(Excerpted data)

PR #24323, opened 2026-04-14
ci: broaden workflow path filter and fix zizmor lint findings

ethanndickson:
## What

The `lint-actions` CI job only ran when `.github/workflows/ci.yaml` or `.github/actions/**` changed. New workflow files like `backport.yaml` and `cherry-pick.yaml` were never linted by zizmor, allowing several findings to land undetected.

## Changes

**`.github/workflows/ci.yaml`** — Broaden the `ci` path filter from `".github/workflows/ci.yaml"` to `".github/workflows/**"` so `lint-actions` runs when any workflow file changes.

**`.github/workflows/backport.yaml`**:
- Move permissions from workflow-level to job-level (`detect` → `contents: read`, `backport` → `contents: write` + `pull-requests: write`) — fixes `excessive-permissions`
- Replace `${{ matrix.branch }}` in `run:` block with `$BRANCH` env var — fixes `template-injection`
- Add `persist-credentials: false` to both checkouts — fixes `artipacked`

**`.github/workflows/cherry-pick.yaml`** — Add `persist-credentials: false` to checkout — fixes `artipacked`

**`.github/zizmor.yml`** — Ignore `dangerous-triggers` for `backport.yaml` and `cherry-pick.yaml`. Both use `pull_request_target` intentionally — they only run post-merge (`merged == true`) and don't check out or execute untrusted PR code.

### DIFF
--- a/.github/zizmor.yml
+++ b/.github/zizmor.yml
@@ -1,7 +1,7 @@
 rules:
   cache-poisoning:
     ignore:
-      - "ci.yaml:184"
+      - "ci.yaml:187"
   dangerous-triggers:
     ignore:
       # Both workflows use pull_request_target intentionally: they need
--- a/.github/zizmor.yml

(End Excerpted data)

- [About this task]: Wherever the string "cherry" appears in the data above, report the whole line.

- [Solution]:
The `lint-actions` CI job only ran when `.github/workflows/ci.yaml` or `.github/actions/**` changed. New workflow files like `backport.yaml` and `cherry-pick.yaml` were never linted by zizmor, allowing several findings to land undetected.
**`.github/workflows/cherry-pick.yaml`** — Add `persist-credentials: false` to checkout — fixes `artipacked`
**`.github/zizmor.yml`** — Ignore `dangerous-triggers` for `backport.yaml` and `cherry-pick.yaml`. Both use `pull_request_target` intentionally — they only run post-merge (`merged == true`) and don't check out or execute untrusted PR code.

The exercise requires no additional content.